What you are asked to do - Among the lines below, count those with "https". Give only the number.
------ Data listing ------
Issue #286, opened 2023-07-05
Always check for errors returned from epgsql_sock:send/3


dszoboszlay:
`epgsql_sock` assumes that if a send operation fails and the connection gets closed, it would still receive an `ssl_error` or `tcp_error` message and therefore doesn't always check the return value of `send/3`.

However, erlang/otp#7431 demonstrated that this is not always the case, `ssl:send/2` can fail in a way that it only returns an `{error, Reason}` tuple and the connection gets closed without sending the `ssl_error` message to the controlling process. This leaves `epgsql_sock` in a broken state where it assumes the connection is still up, only idle, while in fact the connection is already closed.

Therefore all calls to `epgsql_sock:send/3` shall check the return value and stop the process.

seriyps:
Yup, sounds reasonable. Just not sure if epgsql should fail gracefully or just crash...

Also, PR would be welcome!

dszoboszlay:
I plan to implement a fix, but opened the issue first to serve as a TODO item for me. :+1:

seriyps:
I think the easiest would be to do

```erlang
case do_send(...) of
  ok -> ok;
  {error, Reason} ->
    throw({stop, {error, Reason}, flush_queue(State#state{sock = undefined}, {error, sock_closed}) }
end
```

here https://github.com/epgsql/epgsql/blob/7ba52768cf0ea7d084df24d4275a88eef4db13c2/src/epgsql_sock.erl#L486 and above

PR #288, opened 2023-08-09
Crash the socket on an ssl:send/2 failure

dszoboszlay:
This is a fix for #286. The gen_tcp case is not modified, because this seems to be specific to ssl (and the way some internal ssl processes relay the messages between the owner of the socket and the underlying gen_tcp socket).

### DIFF
--- a/src/epgsql_sock.erl
+++ b/src/epgsql_sock.erl
@@ -490,7 +490,17 @@ send_multi(#state{mod = Mod, sock = Sock}, List) ->
 do_send(gen_tcp, Sock, Bin) ->
     gen_tcp_send(Sock, Bin);
 do_send(ssl, Sock, Bin) ->
-    ssl:send(Sock, Bin).
+    case ssl:send(Sock, Bin) of
+        ok ->
+            ok;
+        {error, Reason} = Error ->
+            %% In case ssl:send/2 on an active socket fails, the controlling process doesn't get
+            %% notified, see https://github.com/erlang/otp/issues/7431 for reference.
+            %%
+            %% As a workaround, send an ssl_error message on our own.
+            self() ! {ssl_error, Sock, Reason},
+            Error
+    end.
 
 -if(?OTP_RELEASE >= 26).
 gen_tcp_send(Sock, Bin) ->


src/epgsql_sock.erl
```diff
@@ -490,7 +490,17 @@ send_multi(#state{mod = Mod, sock = Sock}, List) ->
...
-    ssl:send(Sock, Bin).
+    case ssl:send(Sock, Bin) of
+        ok ->
+            ok;
+        {error, Reason} = Error ->
+            %% In case ssl:send/2 on an active socket fails, the controlling process doesn't get
+            %% notified, see https://github.com/erlang/otp/issues/7431 for reference.
+            %%
+            %% As a workaround, send an ssl_error message on our own.
+            self() ! {ssl_error, Sock, Reason},
```
seriyps, line 501: 1. Hmm, it will definitely work. But given that `epgsql` tends to grow quite large message queue from time to time, wouldn't it be better to stop stright away (eg, using `throw`)?
2. since now we have started explicitly handling `ssl:send` errors, it might be nice to do that for `gen_tcp` as well. Maybe a separate PR..
3. Would it be possible to create some test that covers this?

seriyps (approved):

src/epgsql_sock.erl
dszoboszlay: 1. I'm not worried that much about the large message queue. I believe that would typically represent data incoming from the DB, correct? So stopping right away would mean losing that unprocessed data, while sending an `ssl_error` message would allow the socket to process it. This is how I would expect `ssl` to work, and it also seems to be the same direction `gen_tcp` is moving, [see the note](https://www.erlang.org/doc/man/gen_tcp.html) on _Non blocking send_ behaviour:

> An background send will detect a 'remote close' and (the inet driver will) mark the socket as 'closed'. [...]
>
> This behaviour is **not** replicated by the socket implementation. A send operation will detect a remote close and immediately return this to the caller, but do nothing else. A reader will therefore be able to extract any data from the OS buffers. If the socket is set to active to not false, the data will be received as expected (`{tcp, ...}` and then a closed message (`{tcp_closed, ...}`) will be received (not an error).

2. I believe with `gen_tcp` a `{tcp_closed, ...}` message will be sent by OTP. I don't have an idea how to get into a similar situation with that protocol. For example tracing the underlying port reveals that even when `ssl:send/2` fails, the `{tcp_closed, ...}` message is sent as expected. The bug is that it won't get translated to an `{ssl_closed, ...}` message by the processes started in the `ssl` layer. So I strongly believe I only need to "patch" `ssl:send/2` to behave similar to `gen_tcp`, and there's nothing to do with the `gen_tcp` case.

3. Yes, I think so. I'll try to come up with something.

dszoboszlay:
@davidw any comments from you? This PR got a bit stalled a month ago.

PR #298, opened 2024-06-27
Update for OTP 27

kivra-pauoli:
## Motivation

Be able to use `epgsql` with Erlang/OTP 27.

At this moment, compilation warnings might prevent consumers from moving forward (if you have "warnings as errors").

## Description

To this end, I:

* prepare the code/CI for OTP 27 compatibility
* update CI as to not run `rebar3_lint` in older versions (23-)
  * I had to update `rebar3_lint` because otherwise it wouldn't work on OTP 27
  * I add a bunch of rule exceptions to `rebar.config` for backward compatibility (solving these exceptions is not a 5-minute task)
* play with `?OTP_RELEASE` so as to not have to bump minimum OTP version
* fix the tests for newer compiler warnings
  * OTP 27 doesn't like `""` as it's used
  * OTP 27 doesn't like `_Var` if the pattern match is being used more than once


.github/workflows/ci.yml
```diff
@@ -27,22 +27,32 @@ jobs:
           - "24.3"
```
seriyps, line 27: Would you mind also bumping OTP 26 to 26.3?

seriyps (approved):
LGTM. Let's see if @davidw has any suggestions. Otherwise will merge & release in a couple of days.

seriyps:
Maybe it's time to drop OTP 21, 22, 23? :)

.github/workflows/ci.yml
kivra-pauoli: Not at all 😄

kivra-pauoli: 9fe1749

seriyps: Ouch, it seems the most recent OTP-26 is 26.2, there were no 26.3 yet, sorry...

kivra-pauoli: Yeah, I could've checked too 😄 No worries, I'll force push to fix the latest commit.

davidw (approved):

kivra-pauoli:
Thanks for merging... would this be published to Hex.pm (and/or GitHub) soonish?

PR #301, opened 2024-09-23
add logging

silverblaze404:
- **added check for integer_overflow**
- **minor fix**
- **Create erlang.yml**
- **Revert "Create erlang.yml"**
- **Return aborted instead of error in with_transaction**
- **rollback fix**
- **Add logging when transaction fails**


seriyps:
What are you trying to achieve?

PR #302, opened 2025-03-26
add monitoring for socket

Alex-erl:


leeyisoft:
how to use "monitoring for socket", please show demo?

Alex-erl:
the problem is that after closing tcp connection messages (tcp_close) do
not come to epgsl_sock, so I had to add a monitor since the monitor fixes
this problem. I have added test into epgsql_replication_SUITE.erl
https://github.com/Alex-erl/epgsql/blob/detached/test/epgsql_replication_SUITE.erl

Test:












































*eplacetion_handle_tcp_close(Config) -> Module = ?config(module, Config),
User = "epgsql_test_replication", SlotName = "epgsql_test", Parent =
self(), ReqRef = make_ref(), ExitRef = make_ref(), Pid = spawn( fun() ->
epgsql_ct:with_connection( Config, fun(C) ->
create_replication_slot(Config, C), Res1 = Module:start_replication(C,
SlotName, Parent, {C, Parent}, "0/0"), ?assertEqual(ok, Res1), SockState =
sys:get_state(C), #{sock := Port} = epgsql_sock:state_to_map(SockState),
Parent ! {ReqRef, Port}, receive ExitRef -> ok after 1000 -> ?assert(false,
"The replication connection thread was not " "killed by a tcp_closed event
within 1000 ms") end end, User, [{replication, "database"}]) end), MonRef =
monitor(process, Pid), %% Receive port from replication handler receive
{ReqRef, Port} -> gen_tcp:close(Port) after 1000 -> ?assert(false, "The
replication handler did not provide an active " "connection port within
1000 ms") end, %% Wait replication connection down receive {'DOWN', MonRef,
process, Pid, sock_closed} -> ok after 1000 -> ?assert(false, "The
replication handler was not " "killed by a tcp_closed event within 1000
ms") end, drop_replication_slot(Config).*


с уважением Александр Свириденко .


Чт, 27 марта 2025 г. в 00:55, leeyi ***@***.***>:

test/epgsql_replication_SUITE.erl
```diff
@@ -17,6 +17,7 @@
          replication_sync_active_n_socket/1,
          replication_async_active_n_ssl/1,
          two_replications_on_same_slot/1,
+         replacetion_handle_tcp_close/1,
```
grahamrhay, line 20: replacetion -> replication?

seriyps:
Hi, thanks for the PR. Are we sure it won't break SSL connection?

seriyps:
I also wonder if getting rid of this hack would solve the problem?

https://github.com/epgsql/epgsql/blob/64aed378455ec3a45c41826896c5561491ff4f7a/src/epgsql_sock.erl#L504-L513

test/epgsql_replication_SUITE.erl
```diff
@@ -131,6 +133,52 @@ no_replication_slot(Config) ->
     "epgsql_test_replication",
     [{replication, "database"}]).
 
+replication_handle_tcp_close(Config) ->
+  Module = ?config(module, Config),
+  User = "epgsql_test_replication",
+  SlotName = "epgsql_test",
+  Parent = self(),
+  ReqRef = make_ref(),
+  ExitRef = make_ref(),
```
seriyps, line 142: I don't get why do you need the "ExitRef". Are you supposed to send it from parent to the `Pid` at some point?

Also would be cool to actually demonstrate how the user can see the `sock_closed` error reason.

Alex-erl: remove ExitRef and fixed ssl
------
Response area - 6